If you’re making the muffins now, fry the muffin rounds over a medium heat. They can cook – and burn – quickly, so turn the first one over after a few seconds to see how it’s doing and gauge your temperature, then cook on each side until golden.

Next prep the ham by cutting it into circles the same size as the egg. You can use the leftover ham for sandwiches, salads, or even in this recipe for a slightly messier looking egg!
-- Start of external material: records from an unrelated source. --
PR #231, opened 2019-09-17
Update analytics event

Delerme:


src/ui/templates/navigation/navigation.hbs
```diff
@@ -2,7 +2,7 @@
   {{#each tabs}}
     <a class="js-yxt-navItem yxt-Nav-item{{#if isActive}} is-active{{/if}}"
        href="{{url}}"
-       data-eventtype="VERTICAL_SEARCHER_TAB"
+       data-eventtype="VERTICAL_TAB_NAVIGATION"
```
benmcginnis: I think you should probably do: 
`data-eventtype="{{#if isFirst}}ALL_TAB_NAVIGATION{{else}}VERTICAL_TAB_NAVIGATION{{/if}}"`
in order to make the "ALL" tab work, since "ALL" is always first right now.

Delerme: alright, let's not accidentally make "ALL" second or something between now and getting the config stuff out

PR #233, opened 2019-09-17
Don't submit search on load for searchbars that redirect

Delerme:


src/ui/components/search/searchcomponent.js
```diff
@@ -138,7 +138,7 @@ export default class SearchComponent extends Component {
   }
 
   onCreate () {
-    if (this.query) {
+    if (this.query && !this.redirectUrl) {
       this.core.setQuery(this.query);
```
b1lly, line 142: do we want to set the query, but not search?

b1lly (changes requested):

src/ui/components/search/searchcomponent.js
Delerme: I was a little worried of listeners on query doing unexpected stuff but it's probably fine, done

b1lly (approved):

PR #238, opened 2019-09-18
date wrapper styling tweaks, collapse accordians by default (#114)

aginsberg:


src/ui/templates/results/resultsaccordion.hbs
```diff
@@ -9,11 +9,11 @@
         {{#each results}}
           <li id="accordion-{{this.id}}"
               class="yxt-AccordionResult js-yxt-AccordionResult
-                    {{#if this.collapsed}} is-collapsed{{/if}}
+                    is-collapsed
```
aginsberg: @benmcginnis Is this okay for having them be collapsed by default? AFAIK, if want to pass in the option by default, the change would need to happen in the answers-experience-builder

benmcginnis: please set is-collapsed to true in the component js, rather than here.

benmcginnis (approved):
lgtm

PR #239, opened 2019-09-18
wip

benmcginnis:


benmcginnis:
@Delerme / @b1lly I'm putting up what I have so far on this for feedback on the architecture.  Also, HitchHikers want to automatically create CTAs by default from a new custom field type that they're going to add to all implementations.  The problem right now is that I can't realistically implement that on the model because the results don't know enough to create their analytics eventOptions (they need the vertical config id & searcher type).  If, as we discussed on slack, we start returning that information from the API and giving it to the results factory, this would be _a lot_ cleaner.

benmcginnis:
Closing as this is going to be taken over by the OOBX initiative

PR #240, opened 2019-09-18
Add IE bundle

Delerme:


Delerme:
IE still has one issue with this line
`	    var e = new Event(event, Object.assign({`
which prevents autocomplete from working, but I was able to search stuff and see results

conf/gulp-tasks/library.gulpfile.js
```diff
@@ -69,7 +129,7 @@ function watchCSS (cb) {
 }
 
 exports.default = parallel(
-  series(bundle, minifyJS),
+  series(bundle, legacyBundle, minifyJS, minifyLegacy),
```
b1lly: minor nit, you can probably move legacyBundle and minifyLegacy to a separate series right?

b1lly (changes requested):
seems solid. what you mean by there is still an IE bug?

@benmcginnis are you aware of that, or know the proper resolution there?

conf/gulp-tasks/library.gulpfile.js
Delerme: done

conf/gulp-tasks/library.gulpfile.js
```diff
@@ -40,13 +42,85 @@ function bundle () {
...
+      format: 'iife',
+      name: NAMESPACE,
+      sourcemap: true
+    },
+    plugins: [
+      resolve(),
+      insert.prepend(`
+        import '@babel/polyfill/noConflict';
+        import 'whatwg-fetch';
+        if (!Element.prototype.matches) { // Element.matches polyfill from MDN
```
benmcginnis, line 58: you might want to create a polyfills.js file to hold all of these and then do a prepend `import polyfills` that way it will be a little nicer to update

benmcginnis (approved):

conf/gulp-tasks/library.gulpfile.js
Delerme: agreed, punting til I have better internet and don't have to wait 3 seconds between key presses

PR #242, opened 2019-09-19
adding config option to specifiy whether or not to collapse pins (#241)

aginsberg:
Needed for cases where clients would like an individual pin per entity, with the corresponding label. On Citizens, we are seeing multiple pins with the same label https://answers.citizensbank.com/locations?tabOrder=all%2Clocations%2Cfaqs%2Clearning%2Cother_links%2Cproducts&query=pennsylvania&DynamicFilters.filterbox.filter0=%5B%5D&DynamicFilters.filterbox.filter1=%5B%22ATM+Voice+Assisted%22%2C%22Supermarket+Branch%22%5D (filter on 'ATM voice assisted' and 'supermarket branch'). There is a pin with label 2 in the bottom right and in the top left


benmcginnis (approved):
LGTM, can you update the commit message to explain the bug to @b1lly & @Delerme?

PR #245, opened 2019-09-23
Checking source instead of specific field when ResultFactory transforms response

bwangYext:
TEST=auto,manual
npm run test


Delerme:
Looks good to me. Out of curiosity, is `source` set for knowledge graph results? Doesn't have to happen right now, but wondering if we also want to treat knowledge graph results separately.

To @b1lly

src/core/models/resultfactory.js
```diff
@@ -29,11 +30,16 @@ export default class ResultFactory {
         });
       }
 
-      if (data.htmlSnippet || data.htmlTitle) {
+      if (source === 'GOOGLE_CSE' || source === 'CUSTOM_SEARCHER') {
```
b1lly, line 33: This is probably OK for now, but curious if the "custom searcher" fall in the "default" case instead of the google case.

b1lly (approved):
LGTM

PR #246, opened 2019-09-25
Remove static map support in results, fix map styling

Delerme:
This prevents stretching out the static maps. Users should be specifying the right (or at least the max) map dimensions in the config so the provider can correctly make the static image


b1lly (approved):

b1lly:
Seems fine, but just wanna confirm that it doesn't break anything that @benmcginnis is depending on for his implementations.

src/ui/sass/modules/_Results.scss
```diff
@@ -134,11 +134,7 @@
   &-map
   {
     display: flex;
+    justify-content: center;
```
benmcginnis: Are you sure this works for the dynamic map in the universal results?  The designs want them to be full width, so can you double check your change against the designs? If it comes out of the box looking like what UX wants, I'm fine.  You can check with this repo: https://github.com/yext/answers-oobx-test and do a search for "locations in london"

Delerme: static maps can't be full width unless the user passes the right width in the config, since the image is generated based on that and would be stretched

You can full width dynamic maps though, so I made that the default (100% width and height). The user can still override dynamic map size in the config

benmcginnis:
So, just to be clear, generally images need to have their width set to 100%
of their parent so that they resize correctly as their parent container
changes size.  It's a basic responsive image technique.  That can cause
pixelation on the image if it's not large enough.  That said, Answers
should probably produce an image large enough to work with the
default designs, rather than having the implementer have to specify a size
that makes the image work with the default designs.

src/ui/components/map/providers/googlemapprovider.js
```diff
@@ -49,9 +49,12 @@ export default class GoogleMapProvider extends MapProvider {
       this._pinConfig
     );
 
+    const width = this._width || 600;
```
benmcginnis: these should be large enough so that they provide a retina-capable image for the default designs.

Delerme: This might be worth a bigger discussion with product, but both mapbox and google have some pretty strict limits on static map sizes, with google requiring a premium (not pay-as-you-go) plan and mapbox requiring you to contact sales after 100 big images. I would definitely like for us to default to nice big images but I'm a little worried of setting these as defaults

Delerme: I feel like a good solution might be default to dynamic maps (already the case in this PR) and then have no defaults for static maps, you must specify the size, scale, and zoom. Thoughts?

benmcginnis:
Can we just remove the static maps capability then?  Since it doesn't
really work with the designs and it's not WCAG compliant at all, we might
as well just drop teh functionality.

Delerme:
static maps are dead, long live dynamic maps

benmcginnis (approved):

PR #247, opened 2019-09-25
Update nav styling

Delerme:
Move "more" button and dropdown to right side, horizontally
scroll navbar if static


src/ui/sass/modules/_Nav.scss
```diff
@@ -21,7 +21,7 @@
   &-container
   {
     display: flex;
-    justify-content: flex-start;
+    justify-content: space-between;
```
benmcginnis: this is going to have a weird effect on sites with few nav items.  I recommend either setting a `margin-left: auto` or a `justify-self: flex-end` on the more button.

src/ui/templates/navigation/navigation.hbs
```diff
@@ -12,18 +12,20 @@
...
-    data-opts='{"iconName": "{{dropdownIcon}}"}'
-    data-prop="icon"></span>
-    {{dropdownLabel}}
-  </button>
-  <div class="yxt-Nav-modal js-yxt-navModal {{#if expanded}}is-active{{/if}}"
-    role="listbox"
-    aria-labelledby="yxt-Nav-moreButton"
-  ></div>
+  {{#unless static}}
+    <button id="yxt-Nav-moreButton" class="yxt-Nav-item yxt-Nav-more yxt-Nav-item--more js-yxt-navMore"
```
benmcginnis: I think you also need a common wrapper of the more button and the dropdown in order to properly position the dropdown relative to the button rather than relative to the whole bar.

src/ui/sass/modules/_Nav.scss
Delerme: true, done

src/ui/templates/navigation/navigation.hbs
Delerme: yea I figured it'd be equivalent since the button was aligned right, but probably better if it actually tracks the button. Done.

benmcginnis (approved):

benmcginnis:
Julian I think we could cut an 8.7 release with this if y'all are up for it.

PR #341, opened 2019-10-29
codelab: add component

apokellypse:


src/ui/components/search/timelinecomponent.js
```diff
@@ -0,0 +1,51 @@
...
+    this.timelineEvents = [];
+    this.core.globalStorage.on('update', StorageKeys.UNIVERSAL_RESULTS, r => {
+      console.log(r);
+      this.timelineEvents.push({
+        state: r.searchState,
+        timestamp: r.timestamp
+      });
+      this.setState();
+    });
+    this.moduleId = StorageKeys.TIMELINE;
```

Then make the tofu egg. Make sure each surface of your egg rounds is as well covered as possible with the kala namak and nutritional yeast mix, massaging it in if you can. Using the same pan you used for the muffins, fry each side for a couple of minutes until golden.

Lightly butter the muffins, add the egg and ham, top with the hollandaise sauce and chives and enjoy!

Vegan Millionaire’s Shortbread

A long walk needs snacks, both as a reward for all the miles you’ve trodden and as encouragement to keep going along the way.

Vegan millionaires shortbread

This millionaire’s shortbread is slightly more time consuming as it has three steps, to the point where I put it in the freezer to set so it would be ready in time for our walk! It’s worth the effort though. This makes about 12 medium size squares.

Ingredients

250g plain flour

75g icing sugar

Sea salt

Vegan butter – I used Naturli – 175g for the shortbread and 175g for the caramel

200g maple or golden syrup or agave nectar

175g brown sugar

100g caster sugar

150ml plant milk

1 tsp vanilla extract

200g dark chocolate

Method

First make the shortbread. After preheating the oven to 170/Gas Mark 4, combine the icing sugar, a pinch of salt and flour in a bowl. Work the vegan butter into the mixture by rubbing it into a breadcrumb like consistency with your fingers until all the lumps are gone. Then press the mixture into a rectangular cake tin, making sure it is tightly packed in to the tin. Prick with a fork all over and bake for 20 minutes until golden. Let it cool.

Then make the caramel. It’s very useful to have a sugar thermometer for this bit. Put the butter, syrup, brown and caster sugar and plant milk in a pan and stir, bringing to the boil until they reach 115 degrees on your thermometer or until is bubbling vigorously. When it gets to that point, add the vanilla and salt and remove from the heat. Stir for ten minutes then pour on the cooled shortbread.

Finally, melt the chocolate – the easiest way is to put it in a heatproof bowl over a pan of boiling water. Pour it over the cooled shortbread and caramel and refrigerate to set (or put in the freezer if you’re in a rush!)